Entführungsopfer Natascha Kampusch kritisiert Behörden

Das Entführungsopfer Natascha Kampusch fordert, dass die österreichischen Behörden bestraft werden, wenn sie wirklich Ermittlungsfehler vertuschen wollten. Ob sie dafür auch vor Gericht gehen würde, hat die 19-Jährige bisher noch nicht entschieden.

Das Entführungsopfer Natascha Kampusch hat nach eigenen Aussagen den Glauben an die österreichische Justiz verloren. "Ich habe meinen Glauben an die Justiz dieses Landes schon irgendwie verloren", sagte die 19-Jährige in einer Dokumentarsendung des ORF-Fernsehens zu den kürzlich bekanntgewordenen Ermittlungspannen im Fall Kampusch. Der Versuch der Behörden, diese Fahndungspannen zu vertuschen, sei "schon sehr arg".

Kampusch, die sich im August 2006 nach acht Jahren aus der Gefangenschaft im Haus ihres Entführers befreien konnte, forderte, die Verantwortlichen für die Fehler zur Verantwortung zu ziehen. Wie in der vergangenen Woche bekannt wurde, hatte die Polizei schon kurz nach der Verschleppung von Kampusch eindeutige Hinweise auf deren Entführer, verfolgte die Spur jedoch nicht konsequent. "Es sind schon die Leute zur Verantwortung zu ziehen, die diesem Hinweis nicht nachgegangen sind", forderte die junge Frau. Ob sie eine staatliche Entschädigung einklagen werde, sei noch nicht entschieden. "Es geht ja nicht um Geld, sondern es geht um Gerechtigkeit." Es werde sich "erst herausstellen, ob ich eine Entschädigung bekommen werde oder ob ich eine Klage einbringen werde".

Untersuchungskommission ist umstritten

Zwar hatten Beamte den Entführer Wolfgang Priklopil vernommen, jedoch keine Hausdurchsuchung angeordnet, obwohl er für den Zeitpunkt der Tat kein Alibi hatte. Priklopil hatte Natascha Kampusch in einem Kellerverlies in seiner Garage festgehalten. Nach ihrer Flucht hatte er Selbstmord begangen. In der vergangenen Woche hatte der frühere Chef des österreichischen Bundeskriminalamts, Herwig Haidinger, enthüllt, die Polizei habe wenige Wochen nach der Entführung von Kampusch Hinweise gehabt, die direkt zu dem Entführer geführt hätten. Diese präzisen Hinweise, die von einem Polizisten kamen, wurden jedoch von der Polizei ignoriert. Haidinger hatte im Sommer 2006 das damals von der konservativen Ministerin Liese Prokop geleitete Innenministerium aufgefordert, die gravierenden Ermittlungsfehler zu untersuchen, war dort jedoch abgeblitzt.

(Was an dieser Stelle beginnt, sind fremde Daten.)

PR #32692, opened 2023-08-25
Remove logic that prevents site admins being tracked and add store_admin property to WooCommerce analytics events

### LINKED ISSUE #10427: Add admin views/actions to the woocommerce-analytics module
**Description:** the woocommerce-analytics module implementation excludes store admin actions in the store front end. This approach makes sense to avoid having noisy data coming from test actions. However, it can be quite useful to understand when and how merchants are interacting with the store front end. The best solution to this problem is to start tracking admin views/action and add a property to identify them, allowing us to segment the data.
This will need to be implemented in the Jetpack repo. More info about prior art here: pb0Spc-ou-p2#comment-701

**Acceptance criteria:**

- [ ] Change the logic to ensure admin views/actions are tracked when the store admin interacts with all the pages included in the woocommerce-analytics module (product, cart, checkout, order confirmation)
- [ ] Add a `store_admin` [true|false] property to identify when the event is fired by a store admin

Ideally, we should include this change in the next Jetpack release.

opr:
Fixes https://github.com/woocommerce/woocommerce-blocks/issues/10427

## Proposed changes:

* Change `should_track_store` function so it no longer checks whether the user is an administrator, admins will now be tracked.
* Add a `store_admin` property when sending events, true if the user is an admin, false otherwise.

### Other information:

## Jetpack product discussion

A previous discussion about this tracking can be found here pb0Spc-ou-p2#comment-701 however it is very old.

We also have pca54o-6dR-p2 where the effort is listed as a cycle goal (point 3). 

Yes, we now track store admins, as well as regular store users. We also track whether the user is logged in as a store admin on every WooCommerce analytics event.

## Testing instructions:

* Ensure site is connected, WooCommerce is installed, products, payment methods, and shipping methods are available. (Cash on Delivery and Free shipping will be fine).
* Ensure WooCommerce analytics is running.
* As an admin user: add an item to your cart and go to the checkout.
* Check out and then visit Tracks and find your event. (I spoofed my user agent so I could find the event easily)
* Check the event for the `store_admin` property, which should be `1`
* Repeat as a logged _out_ (e.g. guest) user, the event should be logged, and should have the `store_admin` property but it should be `0`
* Repeat as a logged in, but _not_ admin user, (e.g. a customer), the event should be logged, and should have the `store_admin` property but it should be `0`

### DIFF
--- a/projects/plugins/jetpack/changelog/add-store-admin-property
+++ b/projects/plugins/jetpack/changelog/add-store-admin-property
@@ -1,0 +1,4 @@
+Significance: minor
+Type: other
+
+Track store admin actions in WooCommerce analytics. Add a store_admin property to all WooCommerce analytics events.
--- a/projects/plugins/jetpack/modules/woocommerce-analytics/class-jetpack-woocommerce-analytics.php
+++ b/projects/plugins/jetpack/modules/woocommerce-analytics/class-jetpack-woocommerce-analytics.php
@@ -50,10 +50,6 @@ class Jetpack_WooCommerce_Analytics {
 		if ( is_admin() ) {
 			return false;
 		}
-		// Don't track site admins.
-		if ( is_user_logged_in() && in_array( 'administrator', wp_get_current_user()->roles, true ) ) {
-			return false;
-		}
 		// Make sure Jetpack is installed and connected.
 		if ( ! Jetpack::is_connection_ready() ) {
 			return false;
--- a/projects/plugins/jetpack/modules/woocommerce-analytics/classes/class-jetpack-woocommerce-analytics-universal.php
+++ b/projects/plugins/jetpack/modules/woocommerce-analytics/classes/class-jetpack-woocommerce-analytics-universal.php
@@ -90,6 +90,7 @@ class Jetpack_WooCommerce_Analytics_Universal {
 			'ui'          => $this->get_user_id(),
 			'url'         => home_url(),
 			'woo_version' => WC()->version,
+			'store_admin' => in_array( 'administrator', wp_get_current_user()->roles, true ),
 		);
 		$cart_checkout_info = self::get_cart_checkout_info();
 		return array_merge( $site_info, $cart_checkout_info );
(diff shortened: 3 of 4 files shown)


jeherve (dismissed):
This looks fine by me, but I'll let someone more familiar with the project do a final approval. 👍

jenhooks:
Hi @opr! Regarding the privacy update:

> Yes, we now track store admins, as well as regular store users. We also track whether the user is logged in as a store admin on every WooCommerce analytics event.

I'm assuming [this is the page it will go on](https://jetpack.com/support/privacy/woocommerce-analytics/#privacy) - can you confirm? Also, can you make a recommendation for the verbiage to use? I assume the "Site Owners / Users" sections under both the "Activity Tracked" and "Data Synced" areas will need to be updated.

opr:
> Hi @opr! Regarding the privacy update:
> 
> > Yes, we now track store admins, as well as regular store users. We also track whether the user is logged in as a store admin on every WooCommerce analytics event.
> 
> I'm assuming [this is the page it will go on](https://jetpack.com/support/privacy/woocommerce-analytics/#privacy) - can you confirm? Also, can you make a recommendation for the verbiage to use? I assume the "Site Owners / Users" sections under both the "Activity Tracked" and "Data Synced" areas will need to be updated.

Yep that page seems right!

I think the change we'd need to add would be under `Activity Tracked -> Site Owners / Users` and we would repeat the information from the `Site Visitors` section.

> We also track when site owners / users view products, add and remove products from their cart, view checkout, and complete orders. We also track device used. 
>
> Events include metadata such as page URL; product name, product ID, quantity, and product category; unique user ID (randomly generated identifier); WooCommerce version; blocks used on cart & checkout pages.

I skipped the stuff about the account creation since it is already mentioned in the paragraph above.

I don't _think_ we have to update data synced section though, but not 100% sure.

senadir (dismissed):
Confirmed this is working fine! If there's no other blocks, I will merge this after rebasing it.

senadir (approved):
Reapproving after rebase

Issue #32602, opened 2023-08-21
Blocks: use a single source of truth for blocks metadata


monsieur-z:
Following https://github.com/Automattic/jetpack/issues/32408, a `block.json` metadata file was created for each block so that wp.org could list them on [the Jetpack plugin page](https://wordpress.org/plugins/jetpack/). However, the block registration methods in both the back and front ends don't consider these files yet: they read metadata from an object that's exported in a JS file. Metadata is duplicated.

The recommended method for block registration is to specify a path to a `block.json` file. We should try that and get rid of data that's not present in that file.
```[tasklist]
### Tasks
- [ ] https://github.com/Automattic/jetpack/pull/32697
- [x] Switch all Beta blocks to be registered via their block.json file
- [ ] https://github.com/Automattic/jetpack/pull/32698
- [ ] https://github.com/Automattic/jetpack/pull/32815
- [ ] https://github.com/Automattic/jetpack/pull/33073
- [ ] https://github.com/Automattic/jetpack/pull/33076
- [ ] https://github.com/Automattic/jetpack/issues/33174
- [ ] https://github.com/Automattic/jetpack/issues/32603
- [ ] https://github.com/Automattic/jetpack/issues/32604
- [ ] https://github.com/Automattic/jetpack/issues/33173
- [x] Switch all Experimental blocks to be registered via their block.json file
```

PR #32697, opened 2023-08-25
Enable block registration by specifying the path to block.json

monsieur-z:
See https://github.com/Automattic/jetpack/issues/32602

## Proposed changes:

Allows the registration of blocks by passing the path to the `block.json` metadata file to `Blocks::jetpack_register_block`.

In more details:
- In PHP
  - Update `Blocks::jetpack_register_block` and `Jetpack_Gutenberg::load_assets_as_required` to accept a path as first argument
  - Add helper methods
  - Add unit tests
- In JS
  - Make sure the `beta` mention is only rendered once
  - Make `registerJetpackBlock` accept both prefixed and unprefixed names

### Other information:

## Jetpack product discussion

pedMtX-RS-p2

No.

## Testing instructions:

Regression testing:
- Check that Jetpack blocks are still working as expected

Functional testing:
- Test in coordination with https://github.com/Automattic/jetpack/pull/32698

### DIFF
--- a/projects/packages/blocks/src/class-blocks.php
+++ b/projects/packages/blocks/src/class-blocks.php
@@ -135,7 +135,7 @@ class Blocks {
 		if ( file_exists( $filename ) ) {
 			try {
 				$metadata = wp_json_file_decode( $filename, array( 'associative' => true ) );
-			} catch ( Exception $e ) {
+			} catch ( \Exception $e ) {
 				$metadata = array();
 			}
 		}
--- a/projects/packages/blocks/src/class-blocks.php
+++ b/projects/packages/blocks/src/class-blocks.php
@@ -27,7 +27,7 @@ class Blocks {
 	 *
 	 * @since 1.1.0
 	 *
-	 * @param string $slug Slug of the block.
+	 * @param string $slug Slug of the block or absolute path to the directory containing the block.json file.
 	 * @param array  $args {
 	 *     Arguments that are passed into register_block_type.
 	 *     See register_block_type for full list of arguments.
@@ -40,6 +40,22 @@ class Blocks {
 	 * @return WP_Block_Type|false The registered block type on success, or false on failure.
 	 */
 	public static function jetpack_register_block( $slug, $args = array() ) {
+		$block_type = null;
+
+		// If the path to block.json is passed, find the slug in the file then create a block type
+		// object to register the block.
+		// Note: passing the path directly to register_block_type seems to loose the interactivity of
+		// the block once in the editor once it's out of focus.
+		if ( '/' === substr( $slug, 0, 1 ) ) {
+			$metadata = self::get_block_metadata_from_file( $slug );
+			$name     = self::get_block_name_from_metadata( $metadata );
+
+			if ( ! empty( $name ) ) {
+				$slug       = $name;
+				$block_type = new \WP_Block_Type( $slug, array_merge( $metadata, $args ) );
+			}
+		}
+
 		if ( 0 !== strpos( $slug, 'jetpack/' ) && ! strpos( $slug, '/' ) ) {
 			_doing_it_wrong( 'jetpack_register_block', 'Prefix the block with jetpack/ ', 'Jetpack 9.0.0' );
 			$slug = 'jetpack/' . $slug;
@@ -99,7 +115,53 @@ class Blocks {
 			}
 		}
 
-		return register_block_type( $slug, $args );
+		return register_block_type( isset( $block_type ) ? $block_type : $slug, $args );
+	}
+
+	/**
+	 * Read block metadata from a block.json file.
+	 *
+	 * @param string $filename The path to the block.json file or its directory.
+	 *
+	 * @return array The block metadata.
+	 */
+	public static function get_block_metadata_from_file( $filename ) {
+		$metadata = array();
+		$needle   = '/block.json';
+		$filename = $needle === substr( $filename, -strlen( $needle ) ) ? $filename : $filename . $needle;
+
+		if ( file_exists( $filename ) ) {
+			try {
+				// phpcs:ignore WordPress.WP.AlternativeFunctions.file_get_contents_file_get_contents
+				$metadata = json_decode( file_get_contents( $filename ), true );
+			} catch ( Exception $e ) {
+				$metadata = array();
+			}
+		}
+
+		return $metadata;
+	}
+
+	/**
+	 * Get the block name from the its metadata.
+	 *
+	 * @param array $metadata The block metadata.
+	 *
+	 * @return string The block name.
+	 */
+	public static function get_block_name_from_metadata( $metadata ) {
+		return ! isset( $metadata['name'] ) || empty( $metadata['name'] ) ? '' : $metadata['name'];
+	}
+
+	/**
+	 * Get the block feature name (i.e. the name without the `jetpack` prefix) from its metadata.
+	 *
+	 * @param array $metadata The block metadata.
+	 *
+	 * @return string The block feature name.
+	 */
+	public static function get_block_feature_from_metadata( $metadata ) {
+		return str_replace( 'jetpack/', '', self::get_block_name_from_metadata( $metadata ) );
 	}
 
 	/**
--- a/projects/packages/blocks/src/class-blocks.php
+++ b/projects/packages/blocks/src/class-blocks.php
@@ -40,7 +40,7 @@ class Blocks {
 	 * @return WP_Block_Type|false The registered block type on success, or false on failure.
 	 */
 	public static function jetpack_register_block( $slug, $args = array() ) {
-		$block_type = null;
+		$block_type = $slug;
 
 		// If the path to block.json is passed, find the slug in the file then create a block type
 		// object to register the block.
@@ -115,7 +115,7 @@ class Blocks {
 			}
 		}
 
-		return register_block_type( isset( $block_type ) ? $block_type : $slug, $args );
+		return register_block_type( $block_type, $args );
 	}
 
 	/**
--- a/projects/packages/blocks/src/class-blocks.php
+++ b/projects/packages/blocks/src/class-blocks.php
@@ -40,7 +40,7 @@ class Blocks {
 	 * @return WP_Block_Type|false The registered block type on success, or false on failure.
 	 */
 	public static function jetpack_register_block( $slug, $args = array() ) {
-		if ( 0 !== strpos( $slug, 'jetpack/' ) && ! strpos( $slug, '/' ) ) {
+		if ( 0 !== strpos( $slug, 'jetpack/' ) && 0 !== strpos( $slug, '/' ) ) {
 			_doing_it_wrong( 'jetpack_register_block', 'Prefix the block with jetpack/ ', 'Jetpack 9.0.0' );
 			$slug = 'jetpack/' . $slug;
 		}
--- a/projects/packages/blocks/src/class-blocks.php
+++ b/projects/packages/blocks/src/class-blocks.php
@@ -40,7 +40,9 @@ class Blocks {
 	 * @return WP_Block_Type|false The registered block type on success, or false on failure.
 	 */
 	public static function jetpack_register_block( $slug, $args = array() ) {
-		if ( 0 !== strpos( $slug, 'jetpack/' ) && 0 !== strpos( $slug, '/' ) ) {
+		// Slug doesn't start with `jetpack/`, isn't an absolute path, or doesn't contain a slash
+		// (synonym of a namespace) at all.
+		if ( 0 !== strpos( $slug, 'jetpack/' ) && 0 !== strpos( $slug, '/' ) && ! strpos( $slug, '/' ) ) {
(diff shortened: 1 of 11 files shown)


projects/plugins/jetpack/extensions/shared/register-jetpack-block.js
```diff
@@ -16,28 +18,32 @@ import { addFilter } from '@wordpress/hooks';
  * @returns {object|boolean} Either false if the block is not available, or the results of `registerBlockType`
  */
 export default function registerJetpackBlock( name, settings, childBlocks = [], prefix = true ) {
```
monsieur-z, line 22: In `block.json`, `name` must be prefixed with `jetpack/`. These changes account for that.

projects/plugins/jetpack/extensions/editor.js
```diff
@@ -78,10 +78,16 @@ function setBetaBlockTitle( settings, name ) {
...
 
+	const { title, keywords } = settings;
+	const titleSuffix = '(beta)';
+	const betaKeyword = 'beta';
+
 	return {
 		...settings,
-		title: `${ settings.title } (beta)`,
-		kewords: [ ...settings.keywords, 'beta' ],
+		title: title.toLowerCase().endsWith( titleSuffix )
```
monsieur-z, line 87: Some blocks have a `name` suffixed by `(beta)` in their `block.json` file. This makes sure the 'beta' mention doesn't appear more than once.

projects/packages/blocks/src/class-blocks.php
```diff
@@ -99,7 +115,53 @@ function () use ( $feature_name, $method_name ) {
 			}
 		}
 
-		return register_block_type( $slug, $args );
+		return register_block_type( isset( $block_type ) ? $block_type : $slug, $args );
```
andrii-lysenko: Just a small nitpick, maybe we could avoid using the ternary operator inside the function call and instead declare some new variable using it there.

projects/packages/blocks/src/class-blocks.php
```diff
@@ -40,6 +40,22 @@ class Blocks {
...
 	 */
 	public static function jetpack_register_block( $slug, $args = array() ) {
+		$block_type = null;
+
+		// If the path to block.json is passed, find the slug in the file then create a block type
+		// object to register the block.
+		// Note: passing the path directly to register_block_type seems to loose the interactivity of
+		// the block once in the editor once it's out of focus.
+		if ( '/' === substr( $slug, 0, 1 ) ) {
+			$metadata = self::get_block_metadata_from_file( $slug );
```
andrii-lysenko, line 57: Does this happen on build or in runtime? If it's a runtime is it slowing down the registration?

andrii-lysenko (commented):
The changes looks reasonable and good aside of some questions. However, I'm not having as much experience so suggest for an additional pair of eyes on this one. Maybe @jeherve or @kraftbj could take a look?

projects/packages/blocks/src/class-blocks.php
monsieur-z: At runtime. I assume it would be fast since passing the path to `block.json` when calling [register_block_type](https://developer.wordpress.org/reference/functions/register_block_type/) is the recommended way to register blocks.

projects/packages/blocks/src/class-blocks.php
```diff
@@ -99,7 +115,53 @@ function () use ( $feature_name, $method_name ) {
...
+	}
+
+	/**
+	 * Read block metadata from a block.json file.
+	 *
+	 * @param string $filename The path to the block.json file or its directory.
+	 *
+	 * @return array The block metadata.
+	 */
+	public static function get_block_metadata_from_file( $filename ) {
```
jeherve, line 130: Do you think you could add tests for the new methods you're introducing, in `projects/packages/blocks/tests/php/test-blocks.php`?

projects/packages/blocks/src/class-blocks.php
```diff
@@ -99,7 +115,53 @@ function () use ( $feature_name, $method_name ) {
...
+		$metadata = array();
+		$needle   = '/block.json';
+		$filename = $needle === substr( $filename, -strlen( $needle ) ) ? $filename : $filename . $needle;
+
+		if ( file_exists( $filename ) ) {
+			try {
+				// phpcs:ignore WordPress.WP.AlternativeFunctions.file_get_contents_file_get_contents
+				$metadata = json_decode( file_get_contents( $filename ), true );
```
jeherve: Could we rely on `wp_json_file_decode` here?

projects/plugins/jetpack/extensions/editor.js
jeherve: 👍 Maybe we can remove the (beta) suffix from the block.json file entries now, and then land this so we don't need the extra logic?

projects/plugins/jetpack/extensions/shared/register-jetpack-block.js
jeherve: Maybe we could extend the function's docblock to explain what `name` can be / should be?

projects/plugins/jetpack/extensions/editor.js
monsieur-z: The beta mention in the `block.json` name and description is necessary if we want to display it in [the Jetpack plugin wp.org page](https://wordpress.org/plugins/jetpack/). wp.org only parses `block.json` to generate the blocks listing.

projects/packages/blocks/src/class-blocks.php
monsieur-z: Sure thing. I'm just curious why: is it a WordPress or A8C best practice?

projects/packages/blocks/src/class-blocks.php
monsieur-z: Wasn't aware of that function, thanks!

projects/packages/blocks/src/class-blocks.php
kraftbj: I'm not sure if it is a formal "best practice", but I can see where it is harder to parse while reading what is being returned with the operator in there.

projects/plugins/jetpack/extensions/editor.js
jeherve: Ah right, I forgot about that!

kraftbj:
Unit test failures

>  Unexpected incorrect usage notice for jetpack_register_block.
  Prefix the block with jetpack/  (This message was added in version Jetpack 9.0.0.)
  Unexpected incorrect usage notice for WP_Block_Type_Registry::register.
  Block type names must contain a namespace prefix. Example: my-plugin/my-custom-block-type (This message was added in version 5.0.0.)
  Failed asserting that an array is empty.

projects/packages/blocks/src/class-blocks.php
```diff
@@ -40,11 +40,29 @@ class Blocks {
 	 * @return WP_Block_Type|false The registered block type on success, or false on failure.
 	 */
 	public static function jetpack_register_block( $slug, $args = array() ) {
-		if ( 0 !== strpos( $slug, 'jetpack/' ) && ! strpos( $slug, '/' ) ) {
+		// Slug doesn't start with `jetpack/`, isn't an absolute path, or doesn't contain a slash
+		// (synonym of a namespace) at all.
+		if ( 0 !== strpos( $slug, 'jetpack/' ) && 0 !== strpos( $slug, '/' ) && ! strpos( $slug, '/' ) ) {
```
monsieur-z, line 45: I prefer to be explicit about the conditions here.

projects/packages/blocks/tests/php/test-blocks.php
```diff
@@ -330,4 +330,99 @@ public function test_jetpack_register_block_with_existing_editor_style() {
...
+
+		$result = Blocks::get_block_name_from_metadata( array( 'name' => $name ) );
+
+		$this->assertEquals( $result, $name );
+	}
+
+	/**
+	 * Test reading the feature name of a block from its metadata.
+	 *
+	 * @since 1.4.23
```
jeherve: This will be automatically replaced by the correct version number when we next release a new version of the Blocks package (which may be 1.5.0 or something else).

```suggestion
	 * @since $$next-version$$
```

For reference:
https://github.com/Automattic/jetpack/blob/3a3c4adc1c0913bac224ddb832713bd6101fe1ab/projects/packages/README.md#L107-L116

projects/packages/blocks/tests/php/test-blocks.php
```diff
@@ -330,4 +330,99 @@ public function test_jetpack_register_block_with_existing_editor_style() {
...
+
+		// phpcs:ignore MediaWiki.PHPUnit.SpecificAssertions.assertIsArray -- assertIsArray not supported by all PHP versions we support.
+		$this->assertTrue( is_array( $result ) );
+		$this->assertEmpty( $result );
+	}
+
+	/**
+	 * Test reading the name of a block from its metadata.
+	 *
+	 * @since 1.4.23
```
jeherve:
```suggestion
	 * @since $$next-version$$
```

projects/packages/blocks/tests/php/test-blocks.php
```diff
@@ -330,4 +330,99 @@ public function test_jetpack_register_block_with_existing_editor_style() {
...
+
+		// phpcs:ignore MediaWiki.PHPUnit.SpecificAssertions.assertIsArray -- assertIsArray not supported by all PHP versions we support.
+		$this->assertTrue( is_array( $result ) );
+		$this->assertNotEmpty( $result );
+	}
+
+	/**
+	 * Test reading metadata from a file that doesn't exist.
+	 *
+	 * @since 1.4.23
```
jeherve:
```suggestion
	 * @since $$next-version$$
```

projects/packages/blocks/tests/php/test-blocks.php
```diff
@@ -330,4 +330,99 @@ public function test_jetpack_register_block_with_existing_editor_style() {
...
+
+		// phpcs:ignore MediaWiki.PHPUnit.SpecificAssertions.assertIsArray -- assertIsArray not supported by all PHP versions we support.
+		$this->assertTrue( is_array( $result ) );
+		$this->assertNotEmpty( $result );
+	}
+
+	/**
+	 * Test reading metadata from a block.json file by specifying its folder.
+	 *
+	 * @since 1.4.23
```
jeherve:
```suggestion
	 * @since $$next-version$$
```

projects/packages/blocks/tests/php/test-blocks.php
```diff
@@ -330,4 +330,99 @@ public function test_jetpack_register_block_with_existing_editor_style() {
...
+	public function test_jetpack_register_block_from_metadata_file() {
+		$result = Blocks::jetpack_register_block( __DIR__ . '/fixtures/block.json' );
+
+		$this->assertInstanceOf( 'WP_Block_Type', $result );
+	}
+
+	/**
+	 * Test reading metadata from a block.json file by specifying its path.
+	 *
+	 * @since 1.4.23
```
jeherve:
```suggestion
	 * @since $$next-version$$
```

projects/packages/blocks/tests/php/test-blocks.php
```diff
@@ -330,4 +330,99 @@ public function test_jetpack_register_block_with_existing_editor_style() {
 			remove_filter( 'jetpack_is_standalone_block', '__return_false' );
 		}
 	}
+
+	/**
+	 * Test registering a block by specifying the path to its metadata file.
+	 *
+	 * @since 1.4.23
```
jeherve:
```suggestion
	 * @since $$next-version$$
```

jeherve (changes requested):

jeherve (dismissed):
This looks good to me now, it should be good to go imo!

projects/packages/blocks/src/class-blocks.php
```diff
@@ -99,7 +117,52 @@ function () use ( $feature_name, $method_name ) {
...
+	 */
+	public static function get_block_metadata_from_file( $filename ) {
+		$metadata = array();
+		$needle   = '/block.json';
+		$filename = $needle === substr( $filename, -strlen( $needle ) ) ? $filename : realpath( $filename . $needle );
+
+		if ( file_exists( $filename ) ) {
+			try {
+				$metadata = wp_json_file_decode( $filename, array( 'associative' => true ) );
+			} catch ( Exception $e ) {
```
jeherve: I'm not sure if this is really necessary, but wanted to suggest it anyway:

```suggestion
			} catch ( \Exception $e ) {
```

jeherve (approved):

projects/packages/blocks/src/class-blocks.php
mreishus: Core ended up moving away from parsing individual block.json files: https://make.wordpress.org/core/2022/10/07/improved-php-performance-for-core-blocks-registration/

I am proposing a 3rd party block registration system here: https://core.trac.wordpress.org/ticket/62002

Eine inzwischen von deren Nachfolger Günther Platter eingesetzte Untersuchungskommission hat ihre Arbeit aufgenommen, ist jedoch höchst umstritten, weil ihr überwiegend führende Beamte des Innenministeriums angehören. Die Opposition fordert deshalb einen parlamentarischen Untersuchungsausschuss. Sie wirft der ÖVP vor, sie habe 2006 die Ermittlungspannen "unter den Tisch kehren" wollen.

In dem ORF-Interview wies Kampusch Fragen des Journalisten zurück, ob sie als Kind von ihrer Mutter und später während der Gefangenschaft auch von ihrem Entführer Wolfgang Priklopil sexuell missbraucht worden sei. "Das ist meine Privatangelegenheit", antwortete sie ruhig, "ich fühle mich nicht dazu verpflichtet, darauf zu antworten." Gleichwohl bestritt sie, jemals als Kind von ihrer Mutter missbraucht worden zu sein.